Estive pela primeira vez em Londres, já faz muito tempo. Fui pra ficar uma semana, fiquei três meses. Era inverno, foram apenas três dias de sol e meu dinheiro acabou rapidinho. Mas me apaixonei pela cidade. Fiquei hospedado no apê de um casal amigo, no bairro de Notting Hill, e não me esqueço das misteriosamente belas noites frias, das ruas vazias envoltas pelo famoso fog... daquele clima 'Jack the Ripper'. As sessões da meia-noite no Electric Cinema, a generosa cerveja preta servida nos pubs mais tradicionais, os shows de bandas iniciantes no Marquee, a deliciosa decadência da Carnaby Street e a juventude londrina, ao mesmo tempo agressiva e ingênua. Pra garantir a cerveja e o sanduba de cada dia, fui 'lanterninha' em alguns shows de rock na Wembley Arena e vendedor de final de semana na feirinha de Portobello Road.
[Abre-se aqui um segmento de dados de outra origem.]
PR #442, opened 2023-03-13
Adding date.txt to TUH Classes

gemeinl:
upon first instantiation now always creating a date txt file. in following instantiations it is read to sort recordings chronologically without the necessity to perform slow operations beforehand


robintibor:
Great, thanks @gemeinl now things will be fast again :)

PR #24995, opened 2026-01-28
refactor(core): Use websockets on Chat hub message streaming

Cadiac:
## Summary

To be able to support long (>100s) executions, server initiated chat exchanges and reconnect / streaming to multiple clients this PR changes the transport of chat hub endpoints from chunked JSONL responses to a websockets based on using the existing push connection functionality we use also on canvas. Motivation comes also partially from wanting to support interactions where server resumes execution after a wait (HITL interactions) without user sending a message on chat hub.

Chat hub endpoints now just start human message / retry / edit with the REST request, and the data those executions produce gets streamed to all active clients of the correct user via the websocket push mechanism, `this.push.sendToUsers(message, [params.userId]);`.

Messages can be edited or retried and that should get reflected on all active browser windows belonging to this user, and execution can be stopped on any of the clients.

There's also support for reconnecting mid stream and receiving chunks of the current message that have been sent already, so user can refresh their page / navigate away from n8n and back and still rejoin the ongoing conversation if AI is still responding. `chat-session-store.service.ts` holds the buffer of chunks that's used to make reconnecting possible.

On multi-main this was quite a bit more complex than I initially thought, as a situation where user's websocket connects to main `A` and the rest request gets handled by main `B`. In that case the main `B` would be coordinating the chat execution (and a worker would likely be what actually runs the execution), but main `A` needs to be the one that pushes the data to the client.

To support this I copied the approach from `relay-execution-lifecycle-event` pubsub mechanism, and now we publish `relay-chat-stream-event` events from chat hub for other mains to consume, each main messaging their own connected clients belonging to the user (if any). As the AI message chunks are pretty small (~10 characters) this is quite spammy on the pubsub channel, but I'll have a chat with Cats team on whether we want to do some bundling of those chunks into larger chunks - this would add a bit of delay and make the streaming experience worse. At least locally this doesn't seem to be an issue, and local multi-main setup works pretty well.

On multi-main we persist the ongoing chat session's streaming state to Redis on `chat-session-store.service.ts`, so that any main can handle the reconnection regardless which one of them the user reconnecting connects to.

https://linear.app/n8n/issue/CHA-102/use-websockets-to-support-ai-replies-after-=100s-on-cloud

## Review / Merge checklist

- [ ] Tests included. 


packages/frontend/editor-ui/src/features/ai/chatHub/chat.store.ts
Cadiac, line 1: Changes to this file were almost fully from claude, so take them with a grain of salt - what we have here now seems to work though

packages/frontend/editor-ui/src/features/ai/chatHub/chat.store.ts
```diff
@@ -903,6 +850,321 @@ export const useChatStore = defineStore(STORES.CHAT_HUB, () => {
 		return saved;
 	}
 
+	/**
+	 * Handle the beginning of a WebSocket stream
+	 */
+	function handleWebSocketStreamBegin(data: {
```
autologie: Is it possible to use interface in api-types?

Cadiac: probably, I can take a look to reduce the repetition

packages/@n8n/api-types/src/chat-hub.ts
```diff
@@ -509,3 +509,36 @@ export interface ChatHubModuleSettings {
...
+ * Request query parameters for reconnecting to a chat stream
+ */
+export class ChatReconnectRequest extends Z.class({
+	lastSequence: z.coerce.number().int().min(0).optional(),
+}) {}
+
+/**
+ * Response containing pending chunks for reconnection replay
+ */
+export interface ChatReconnectResponse {
```
autologie, line 532: How does this work when multiple messages are sent (e.g. web search) while the browser is disconnected?

packages/frontend/editor-ui/src/features/ai/chatHub/ChatView.vue
```diff
@@ -56,18 +65,69 @@ import { useSettingsStore } from '@/app/stores/settings.store';
...
 const toast = useToast();
 const isMobileDevice = useMediaQuery(MOBILE_MEDIA_QUERY);
 const documentTitle = useDocumentTitle();
 const uiStore = useUIStore();
 const i18n = useI18n();
 
+// Initialize WebSocket push handler for chat streaming
+const chatPushHandler = useChatPushHandler();
+
+onBeforeMount(() => {
```
autologie, line 83: I feel these logic for managing lifecycle and events of websocket can be in useChatPushHandler

packages/frontend/editor-ui/src/features/ai/chatHub/chat.store.ts
```diff
@@ -557,24 +481,38 @@ export const useChatStore = defineStore(STORES.CHAT_HUB, () => {
...
+			previousMessageId,
+			tools,
+			attachments,
+			agentName: agent.name,
+			timeZone: Intl.DateTimeFormat().resolvedOptions().timeZone,
+		};
+
+		try {
+			// Add human message to the conversation immediately
+			addMessage(sessionId, createHumanMessageFromStreamingState(streaming.value));
```
autologie: Adding message before OK response causes "The previous message does not exist in the session" that we've already fixed, can we do this on "begin" message?

packages/@n8n/api-types/src/chat-hub.ts
Cadiac: `ChatStreamStateService` only holds the current message being generated - as soon as a message becomes complete it gets dropped from the buffer on `endExecution`. As such, the reconnect only ever returns chunks from the current message being generated.

Every time a message is fully complete we write it to database, so when user reloads the session their get conversation by ID request returns all complete messages up to that point, and the reconnect message is the one that finds the ongoing message, if there's one.

so if AI has responded with multiple messages while the user has been away the full messages are loaded via the `GET /conversations/:sessionId` request and if there's still something being streamed that gets restored via the reconnect, and new data after that is pushed through the pushConnect socket.

There could be some race conditions here, maybe they might miss a chunk or two, but this seems to be working pretty well at least locally.

autologie: True, thanks for the explanation

packages/frontend/editor-ui/src/features/ai/chatHub/chat.store.ts
Cadiac: I assume you're worried of the case where starting the message then fails, but we did add the human message? I'll see if I could cleanly change that.

autologie: Yes. Haven't confirmed, but maybe as simple as moving sendMessageApi before addMessage

packages/frontend/editor-ui/src/features/ai/chatHub/ChatView.vue
Cadiac: Refactored this logic to be contained within useChatPushHandler. Now this just calls initialize and terminate when mounted, and the composable takes care of the rest

Cadiac: Or well, this still has the watch logic to load the initial state after browser refresh, as ChatView holds the `isNewSession` logic etc - moving that to within the composable seemed harder to do.

autologie (dismissed):

autologie (dismissed):

autologie (dismissed):

autologie (approved):

PR #24998, opened 2026-01-28
feat: Add option to select eval suite on manual workflow dispatch

aalises:
## Summary
- Adds `eval_type` input parameter to the AI evals workflow for manual triggers   
- Allows selecting which evaluation suite to run: `both` (default), `spec` only, or `matrix` only                                                                  
- Push events to master continue to run both suites automatically


burivuhster (approved):
Thanks!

Fiz alguns amigos - brasileiros ilegais morando em casas abandonadas invadidas (onde promoviam festas sensacionais), iranianos traficantes, músicos jamaicanos, estudantes moçambicanos, 'dandys' ingleses. Voltei a Londres cerca de 20 anos depois, e em situação totalmente diferente - como executivo de terno e gravata, pra me hospedar por uma semana em um hotel chique, mas extremamente inglês (nada dessas cadeias americanas), instalado numa mansão vitoriana de frente para um dos lados do Hyde Park. Quando cheguei ao Aeroporto de Heathrow e saí pra pegar um taxi, vivi uma experiência inédita: o CHEIRO de Londres, que eu nem desconfiava que ainda resistia em mim, invadiu-me as narinas e me trouxe de volta todas as emoções que tentei resumir acima. A tal da memória olfativa existe!
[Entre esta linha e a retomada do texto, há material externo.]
PR #25010, opened 2026-01-28
feat(editor): Add base for the setup panel feature (no-changelog)

MiloradFilipovic:
## Summary
- Add new feature flag that we'll temporarily use to toggle the feature while in development
- Introduce new component, `FocusSidebar` with tab support
- Move existing Focus panel content to a new tab
- Add placeholder tab for the Setup panel

Closes ADO-4715
Closes ADO-4716

## Review / Merge checklist

- [ ] Tests included. 


packages/@n8n/config/src/configs/setup-panel.config.ts
```diff
@@ -0,0 +1,7 @@
+import { Config, Env } from '../decorators';
+
+@Config
+export class SetupPanelConfig {
+	@Env('N8N_SETUP_PANEL_ENABLED')
```
scdekov: Isn't a feature flag more appropriate here instead of env variable? I assume once we're ready with the feature we'd gradually enable this/ab test it which would require ff.

packages/frontend/editor-ui/src/app/components/FocusPanel.vue
```diff
@@ -396,6 +409,15 @@ watch([() => focusPanelStore.lastFocusTimestamp, () => expressionModeEnabled.val
 	focusWithDelay(),
 );
 
+watch(
+	() => resolvedParameter.value,
+	(newValue, oldValue) => {
+		if (newValue && newValue !== oldValue) {
```
scdekov: I'm not sure why is this needed. Should we add a comment explaining?

packages/frontend/editor-ui/src/features/setupPanel/components/SetupPanelTabs.vue
```diff
@@ -0,0 +1,60 @@
...
+			size="small"
+			@update:model-value="onTabSelected"
+		/>
+	</div>
+</template>
+
+<style module lang="scss">
+.container {
+	display: flex;
+	padding: var(--spacing--3xs);
```
scdekov: The padding of the tabs(may not be this line only) seems a little off. Maybe add a little more on top and reduce on the left?

Image

design:

Image

packages/frontend/editor-ui/src/features/setupPanel/components/FocusSidebarTabs.vue
```diff
@@ -0,0 +1,60 @@
...
+import type { SetupPanelTabs } from '@/features/setupPanel/types';
+import type { TabOptions } from '@n8n/design-system';
+import { N8nTabs } from '@n8n/design-system';
+
+const i18n = useI18n();
+
+const props = withDefaults(
+	defineProps<{
+		modelValue?: SetupPanelTabs;
+		tabLabels?: {
```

Sentimento parecido vivi ontem, ao ler a curta,porém sensibilíssima comparação que Tarsila Riso - que passa temporada por lá - fez entre Londres e Paris. Vejam só:
"... Londres é uma cidade incrivel. Uma coisa e uma região nova para se conhecer a cada dia. Londres é viva e intensa. Paris é perfeita, Londres é real. Tenho a sensação de que aqui, as pessoas vivem; em Paris, elas estão apenas de passagem. Prefiro as coisas tocáveis e as coisas reais. Prefiro respirar o ar frio londrino que o ar blasé francês. Prefiro o humor inglês ao charme francês. Prefiro jardins onde as coisas florescem por elas mesmas, do que jardins montados e simétricos".